In the fast-moving electric vehicle (EV) manufacturing industry, every decision carries weight. One of the most crucial elements in producing high-quality electric vehicles is ensuring the durability and reliability of vehicle batteries.
This is where Weibull analysis steps in as a powerful tool. We will demonstrate four key uses for Weibull analysis in EV battery manufacturing and how this tool can pay dividends in terms of time and cost savings.
#1: Optimize Warranties
It is important to set appropriate and realistic warranty policies to balance customer expectations and financial sustainability. Weibull analysis can help manufacturers estimate the distribution of battery life lengths, which allows them to create generous and fiscally responsible warranties.
The sample here contains data from over 10,000 batteries. As you can see, over 95% of batteries last at least 5 years, with a mean length of life of just under ten years. This information can help EV automotive companies make smarter and better-informed decisions.
#2: improve product quality
Battery manufacturers must continually strive to improve the quality and reliability of their products to meet demanding EV market requirements. This includes identifying and addressing potential design flaws, material weaknesses or manufacturing process issues that could lead to premature battery decay or failure.
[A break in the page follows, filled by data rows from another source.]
PR #267, opened 2026-06-17
fix(digest-eval): score golden labels from label CLI (#254)

roznet:
run_digest_eval read meta["expected_assessments"], but the interactive
labeller (label_digest_eval.py) writes the SME ground truth to
meta["golden"]["assessments"]. As a result every label produced through
the new CLI was silently ignored at scoring time.

Add resolve_expected(meta): prefer the golden label, fall back to the
legacy top-level expected_assessments used by the synthetic fixtures.
Use it in both the dry-run preview and the scoring loop.

Co-Authored-By: Claude Opus 4.8 (1M context) <noreply@anthropic.com>
Claude-Session: https://claude.ai/code/session_01Dd7yykREiq9KtH55NoWMGF


roznet:
Thanks for the review. Addressed in `ead0806`:

- **(Important #1) Golden-label clobber** — added `label.json` + `corpus_meta.json` to `_SKIP_ON_COPY`, so a re-pull never overwrites a committed golden label even if a source path overlaps a corpus dir. Locked in with a regression test (`test_ingest_copy.py`).
- **(Important #2) Error string via `innerHTML`** — `eval-main.ts` now uses `textContent` for the server/network-derived error message.
- **(Minor #4)** `label-panel.ts` route/assessment now go through `textContent`.
- **(Minor #5)** `candidates.py` declares `best_new` before the inner loop.
- **(Minor #3 / #6)** Corrected the `_SKIP_ON_COPY` comment and documented why `corpus_id` uses fetch-day precision.

All 12 `tests/eval_workbench/` tests pass; both frontends bundle clean. Nothing deferred.

Note: line numbers in the review didn't match the files (the modules are ~230 lines, not ~1500), but the code references were accurate so I mapped them by symbol.

---

roznet:
Round 2 addressed in `148c492`:

- **(Important) Assessment-value validation** — `CorpusLabel` now normalizes case, drops empties, and rejects anything that isn't `GREEN`/`AMBER`/`RED` (a typo'd value would silently never match in scoring). Put on the model so it's enforced for both the API and scripts; the endpoint maps the `ValidationError` to **422**. Covered by a new test.
- **(Minor) `run_digest_eval` mismatch line** — the "expected:" row now prints the SME's golden `rationale`, falling back to the model's reasoning when unlabelled.
- **(Minor) `eval-main.ts`** — route/situations now escaped before `innerHTML`, matching `label-panel.ts`.
- **(Minor) `label-panel.ts`** — dropped the `any`-cast `_paint` for a parallel array of paint closures.

13/13 `tests/eval_workbench/` pass; both frontends bundle clean. Nothing deferred.

Heads-up on process: this is my second fix round. If the next review still finds substantive items I'll summarize and hand back to @roznet rather than looping further; if it's clean I'll confirm CI + readiness.

---

PR #269, opened 2026-06-17
Return all alternate candidates; move major-airport + distance filtering to the UI

roznet:
## Why

The backend hard-dropped `large_airport` **and** `scheduled_service` candidates at the GA-suitability stage, silently excluding perfectly good IFR diversions. The trigger case: on an **EGTF→EGHQ** flight, **EGTE (Exeter)** — 3 nm off the route corridor, 6811 ft hard runway, ILS — was dropped purely because it carries scheduled airline service. Separately, on long flights the corridor produced a noisily large list of far en-route candidates.

## What changed

**Backend** — `tasks/alternates.py`, `models/alternates.py`
- Stop dropping `large_airport` / `scheduled_service`. Return every reachable candidate and only flag `is_major = (type == "large_airport")`.
- Genuine safety/reachability gates stay server-side: hard runway, `min_runway_ft`, and the per-candidate sub-VFR-no-approach gate.

**Frontend** — `briefing-ui.ts`, `store/types.ts`, `style.css`
- Two **view controls** above the candidate table (session state; defaults give a concise near-destination list the pilot can relax):
  - **Hide major airports** (default **on**) — hides `is_major` rows; revealed rows carry a `MAJOR` chip. Regional airline fields (Exeter, Newquay, Bournemouth) are **not** major and stay visible.
  - **Within 50 / 100 / All nm** (default **100**) — filters by `distance_from_dest_nm`. "All" = all returned (still bounded by the backend nearest-30 cap).
- Summary line reports the breakdown (`N evaluated · M shown within Dnm · K major hidden · …`).

**Digest** — `digest/text.py`
- Text digest mirrors the default web view (hide major, ≤100 nm) with a `(+N more incl. major airports / >100nm — see web)` overflow line.

**Docs / tests**
- `designs/alternates.md`: updated funnel (stage 3 no longer drops major/scheduled; new client-side stage 7 view filters), worked example, cap×majors note, list-view controls section.
- `tests/test_alternates.py`: rewrote the exclusion test → `test_major_and_scheduled_returned_and_flagged` (majors/scheduled now returned and flagged). 8/8 pass.

## Verification

Live `run_alternates` on EGTF→EGHQ (regenerated `briefing.json`): returned set 4 → **9**, with **EGTE present (`is_major=false`)**, Cardiff/Bristol flagged `is_major=true`. Default view (hide major, ≤100 nm) shows **EGHC + EGTE**; digest matches. `npm` esbuild + `tsc --noEmit` clean.

### DIFF
--- a/designs/alternates.md
+++ b/designs/alternates.md
@@ -113,10 +113,18 @@ run_alternates(
 `ALT_POSITION_MARGIN_NM = 10.0`.
 
 Candidate selection: (1) geometry union of near-route corridor ∪ dest-radius;
-(2) drop departure + destination; (3) GA-appropriateness (exclude
-`large_airport`, `scheduled_service == "yes"`) + runway suitability (hard runway,
-length ≥ min); (4) cap to nearest `max_candidates` by dest distance; (5) fresh
-fetch + shared assembly at ETA; (6) **per-candidate** approach gate (below).
+(2) drop departure + destination; (3) runway suitability (hard runway, length ≥
+min); (4) cap to nearest `max_candidates` by dest distance; (5) fresh fetch +
+shared assembly at ETA; (6) **per-candidate** approach gate (below).
+
+> **No backend preference filtering (changed).** `large_airport` and
+> `scheduled_service` are **no longer dropped** server-side — that silently
+> excluded good IFR diversions (e.g. EGTE/Exeter: airline service, but a 6811 ft
+> ILS runway 3 nm off the corridor). The backend now **returns every reachable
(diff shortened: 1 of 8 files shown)


roznet:
Merged via rebase. Both review findings addressed on `main` in 55bf5898 (no extra review round needed):
- **Important (picks affordance):** nearest-improving picks now annotate `(hidden — adjust filters)` when the referenced airport is hidden by the active view filters, instead of silently pointing at an absent row.
- **Minor (digest count):** overflow count folds in the `:8` truncation (`hidden + truncated`) so it never undercounts.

For example, perhaps you are analyzing field data and identify that a particular model of battery has a higher failure rate than expected due to overheating during fast charging. Weibull analysis can be used to pinpoint the failure mode and work on improving the battery’s thermal management system, enhancing product quality and reliability.
Check out our webinar, "Data-Driven Decision Making: Harnessing Reliability Analysis for Optimal Results" to learn more.
#3: Reduce Manufacturing Cost
Weibull helps to reduce waste and guide production processes which can lower costs. It can also help identify where your resources can be used more efficiently.
Weibull analysis may uncover that a specific production step, such as the electrolyte filling process, contributes to variations in battery life. The analysis provides insights into the distribution of battery lifetimes, revealing that inconsistencies in the electrolyte filling process can lead to a higher likelihood of early failures.
#4: Allocate resources
Weibull can help prioritize which batteries or product batches require closer monitoring or further investigation, which allows for greater resource allocation.
For example, in a manufacturing plant, Weibull analysis could help to identify that a particular production line consistently produces batteries with shorter life spans. The manufacturer can allocate more quality control personnel and resources to this line to address the issues as soon as possible and reduce possible defects.